[[ Records for the task open ]]

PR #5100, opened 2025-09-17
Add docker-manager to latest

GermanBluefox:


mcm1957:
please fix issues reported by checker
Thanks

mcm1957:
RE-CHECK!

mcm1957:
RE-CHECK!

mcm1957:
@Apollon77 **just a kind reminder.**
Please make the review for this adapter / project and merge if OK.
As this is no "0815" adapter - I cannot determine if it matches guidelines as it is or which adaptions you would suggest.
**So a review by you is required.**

[[ Records for the task closed ]]
[[ Records for the task open ]]

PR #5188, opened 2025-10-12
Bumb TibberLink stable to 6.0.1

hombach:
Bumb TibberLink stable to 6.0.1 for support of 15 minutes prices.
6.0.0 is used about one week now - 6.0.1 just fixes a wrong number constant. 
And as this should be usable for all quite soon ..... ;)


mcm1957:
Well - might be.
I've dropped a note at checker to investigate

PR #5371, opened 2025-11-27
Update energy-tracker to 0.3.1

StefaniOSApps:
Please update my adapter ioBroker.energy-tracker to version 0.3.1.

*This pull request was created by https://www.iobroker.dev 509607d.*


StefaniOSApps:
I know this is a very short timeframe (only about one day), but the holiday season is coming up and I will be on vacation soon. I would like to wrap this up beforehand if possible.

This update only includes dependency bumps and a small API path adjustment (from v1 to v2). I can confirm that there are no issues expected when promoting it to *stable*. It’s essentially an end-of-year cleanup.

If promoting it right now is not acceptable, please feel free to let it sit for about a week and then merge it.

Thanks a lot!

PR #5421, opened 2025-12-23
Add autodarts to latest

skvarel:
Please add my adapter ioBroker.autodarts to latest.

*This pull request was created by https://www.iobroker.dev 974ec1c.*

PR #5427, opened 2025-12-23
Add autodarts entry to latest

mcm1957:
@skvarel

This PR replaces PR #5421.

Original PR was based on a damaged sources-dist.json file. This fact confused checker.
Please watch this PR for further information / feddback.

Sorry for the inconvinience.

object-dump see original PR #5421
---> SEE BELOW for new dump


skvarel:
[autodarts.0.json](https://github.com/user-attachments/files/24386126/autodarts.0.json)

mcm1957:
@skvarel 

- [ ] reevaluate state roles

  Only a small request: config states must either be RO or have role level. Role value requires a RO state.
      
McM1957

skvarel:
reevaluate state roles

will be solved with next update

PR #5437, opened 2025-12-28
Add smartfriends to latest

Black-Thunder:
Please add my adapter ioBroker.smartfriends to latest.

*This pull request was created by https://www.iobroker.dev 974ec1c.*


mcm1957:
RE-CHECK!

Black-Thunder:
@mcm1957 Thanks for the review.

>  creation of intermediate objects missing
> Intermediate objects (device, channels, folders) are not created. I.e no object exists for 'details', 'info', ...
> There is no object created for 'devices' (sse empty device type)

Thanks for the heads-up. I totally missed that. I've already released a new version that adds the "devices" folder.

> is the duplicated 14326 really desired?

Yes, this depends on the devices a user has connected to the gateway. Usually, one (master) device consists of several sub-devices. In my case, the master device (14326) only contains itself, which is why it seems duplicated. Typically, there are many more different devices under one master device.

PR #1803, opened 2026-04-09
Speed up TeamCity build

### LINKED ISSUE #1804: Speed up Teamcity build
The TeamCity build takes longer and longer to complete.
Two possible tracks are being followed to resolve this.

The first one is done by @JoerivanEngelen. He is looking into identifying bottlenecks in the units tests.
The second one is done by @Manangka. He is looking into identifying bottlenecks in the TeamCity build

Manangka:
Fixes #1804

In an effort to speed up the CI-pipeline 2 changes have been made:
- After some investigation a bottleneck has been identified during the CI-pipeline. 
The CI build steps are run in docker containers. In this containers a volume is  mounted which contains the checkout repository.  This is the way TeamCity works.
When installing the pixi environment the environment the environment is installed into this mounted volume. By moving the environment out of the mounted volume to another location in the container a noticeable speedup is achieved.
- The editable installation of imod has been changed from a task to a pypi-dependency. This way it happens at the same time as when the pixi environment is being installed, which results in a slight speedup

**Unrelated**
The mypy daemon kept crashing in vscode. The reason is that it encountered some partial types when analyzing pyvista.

[[ Records for the task closed ]]

The task: Lines to set down from above: the line with "PR #5100, opened 2025-09-17", the line with "you is required.**", and every line between, each exactly as written.

Exercise solution:
PR #5100, opened 2025-09-17
Add docker-manager to latest

GermanBluefox:


mcm1957:
please fix issues reported by checker
Thanks

mcm1957:
RE-CHECK!

mcm1957:
RE-CHECK!

mcm1957:
@Apollon77 **just a kind reminder.**
Please make the review for this adapter / project and merge if OK.
As this is no "0815" adapter - I cannot determine if it matches guidelines as it is or which adaptions you would suggest.
**So a review by you is required.**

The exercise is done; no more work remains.